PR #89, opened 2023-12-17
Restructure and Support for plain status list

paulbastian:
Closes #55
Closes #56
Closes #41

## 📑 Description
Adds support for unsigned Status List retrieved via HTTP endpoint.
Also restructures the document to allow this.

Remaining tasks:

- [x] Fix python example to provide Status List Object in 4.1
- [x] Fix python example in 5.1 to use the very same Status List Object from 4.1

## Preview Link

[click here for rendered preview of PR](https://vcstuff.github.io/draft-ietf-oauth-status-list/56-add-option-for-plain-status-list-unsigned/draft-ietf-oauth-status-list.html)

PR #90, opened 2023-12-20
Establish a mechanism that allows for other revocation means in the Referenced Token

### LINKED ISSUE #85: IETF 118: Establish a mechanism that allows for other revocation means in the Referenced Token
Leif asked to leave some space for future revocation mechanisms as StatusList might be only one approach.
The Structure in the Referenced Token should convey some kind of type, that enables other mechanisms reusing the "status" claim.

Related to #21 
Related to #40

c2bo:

-----

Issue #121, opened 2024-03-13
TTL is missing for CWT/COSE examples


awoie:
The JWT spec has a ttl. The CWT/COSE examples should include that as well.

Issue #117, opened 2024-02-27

-----

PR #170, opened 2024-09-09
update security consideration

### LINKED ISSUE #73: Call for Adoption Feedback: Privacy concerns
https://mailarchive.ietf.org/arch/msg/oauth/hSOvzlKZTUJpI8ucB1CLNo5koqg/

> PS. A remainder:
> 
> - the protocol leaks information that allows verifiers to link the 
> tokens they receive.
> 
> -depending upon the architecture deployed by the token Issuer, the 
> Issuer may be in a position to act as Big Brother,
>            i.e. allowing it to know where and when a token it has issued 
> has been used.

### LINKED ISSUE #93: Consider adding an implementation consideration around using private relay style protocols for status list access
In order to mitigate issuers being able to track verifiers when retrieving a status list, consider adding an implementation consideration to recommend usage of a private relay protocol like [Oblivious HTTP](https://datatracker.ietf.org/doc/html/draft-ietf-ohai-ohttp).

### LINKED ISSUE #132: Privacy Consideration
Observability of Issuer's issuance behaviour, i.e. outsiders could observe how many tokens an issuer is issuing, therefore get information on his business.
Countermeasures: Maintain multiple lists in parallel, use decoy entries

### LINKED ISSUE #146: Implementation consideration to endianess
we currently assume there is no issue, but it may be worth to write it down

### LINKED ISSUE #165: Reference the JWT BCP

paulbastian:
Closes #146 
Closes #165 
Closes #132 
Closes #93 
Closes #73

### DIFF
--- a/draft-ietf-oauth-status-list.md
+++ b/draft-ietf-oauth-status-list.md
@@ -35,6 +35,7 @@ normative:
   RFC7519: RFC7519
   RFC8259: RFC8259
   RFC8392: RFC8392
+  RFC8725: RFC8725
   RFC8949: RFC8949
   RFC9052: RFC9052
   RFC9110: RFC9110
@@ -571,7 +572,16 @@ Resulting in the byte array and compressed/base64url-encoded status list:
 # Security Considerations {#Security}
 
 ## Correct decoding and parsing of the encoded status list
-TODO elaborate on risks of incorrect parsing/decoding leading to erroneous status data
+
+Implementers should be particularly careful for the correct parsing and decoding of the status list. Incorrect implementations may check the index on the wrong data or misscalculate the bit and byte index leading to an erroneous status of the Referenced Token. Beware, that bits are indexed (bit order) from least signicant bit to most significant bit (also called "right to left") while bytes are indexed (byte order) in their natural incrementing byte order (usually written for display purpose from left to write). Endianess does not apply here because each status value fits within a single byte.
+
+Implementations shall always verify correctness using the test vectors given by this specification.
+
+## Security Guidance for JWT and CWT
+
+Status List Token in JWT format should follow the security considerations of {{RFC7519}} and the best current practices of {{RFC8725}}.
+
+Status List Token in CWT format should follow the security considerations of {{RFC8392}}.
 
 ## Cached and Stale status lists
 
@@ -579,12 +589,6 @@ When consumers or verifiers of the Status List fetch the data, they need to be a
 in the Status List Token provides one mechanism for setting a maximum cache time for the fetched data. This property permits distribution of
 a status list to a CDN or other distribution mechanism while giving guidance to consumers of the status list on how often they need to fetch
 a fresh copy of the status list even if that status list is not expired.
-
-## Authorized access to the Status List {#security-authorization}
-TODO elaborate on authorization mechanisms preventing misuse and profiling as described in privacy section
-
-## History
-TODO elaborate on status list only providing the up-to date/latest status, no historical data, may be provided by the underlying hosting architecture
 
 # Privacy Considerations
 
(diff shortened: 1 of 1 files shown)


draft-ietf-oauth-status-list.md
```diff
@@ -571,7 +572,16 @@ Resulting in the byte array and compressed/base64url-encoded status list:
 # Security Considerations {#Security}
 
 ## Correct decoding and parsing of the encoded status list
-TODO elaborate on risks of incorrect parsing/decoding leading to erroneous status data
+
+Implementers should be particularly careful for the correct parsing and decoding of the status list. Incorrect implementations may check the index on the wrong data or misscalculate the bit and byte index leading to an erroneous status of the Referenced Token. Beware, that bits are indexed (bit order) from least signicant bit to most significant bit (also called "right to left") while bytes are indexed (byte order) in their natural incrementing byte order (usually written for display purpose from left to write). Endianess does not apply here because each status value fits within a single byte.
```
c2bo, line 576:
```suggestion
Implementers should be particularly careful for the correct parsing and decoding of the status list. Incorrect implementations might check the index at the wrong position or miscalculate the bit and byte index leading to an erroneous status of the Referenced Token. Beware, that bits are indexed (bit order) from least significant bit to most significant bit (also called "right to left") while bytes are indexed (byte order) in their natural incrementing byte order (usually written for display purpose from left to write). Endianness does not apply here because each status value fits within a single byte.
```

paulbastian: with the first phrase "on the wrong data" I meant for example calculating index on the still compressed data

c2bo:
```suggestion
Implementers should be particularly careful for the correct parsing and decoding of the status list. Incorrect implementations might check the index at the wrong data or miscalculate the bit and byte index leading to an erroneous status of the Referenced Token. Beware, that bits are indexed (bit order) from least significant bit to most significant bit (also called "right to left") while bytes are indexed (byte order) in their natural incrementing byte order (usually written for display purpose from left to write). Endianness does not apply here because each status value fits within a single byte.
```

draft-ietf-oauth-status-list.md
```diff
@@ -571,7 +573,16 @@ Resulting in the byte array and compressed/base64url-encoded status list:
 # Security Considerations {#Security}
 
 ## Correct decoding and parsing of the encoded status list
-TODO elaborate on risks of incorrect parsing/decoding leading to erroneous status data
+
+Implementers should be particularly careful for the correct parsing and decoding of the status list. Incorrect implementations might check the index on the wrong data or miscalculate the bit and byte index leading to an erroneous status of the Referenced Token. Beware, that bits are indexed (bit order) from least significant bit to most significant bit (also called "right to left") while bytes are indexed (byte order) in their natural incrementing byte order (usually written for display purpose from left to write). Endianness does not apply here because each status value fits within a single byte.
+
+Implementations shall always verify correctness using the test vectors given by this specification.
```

-----

Scan the entries above for the string "oauth" and copy each line containing it.

| Problem solution |
[click here for rendered preview of PR](https://vcstuff.github.io/draft-ietf-oauth-status-list/56-add-option-for-plain-status-list-unsigned/draft-ietf-oauth-status-list.html)
https://mailarchive.ietf.org/arch/msg/oauth/hSOvzlKZTUJpI8ucB1CLNo5koqg/
--- a/draft-ietf-oauth-status-list.md
+++ b/draft-ietf-oauth-status-list.md
draft-ietf-oauth-status-list.md
draft-ietf-oauth-status-list.md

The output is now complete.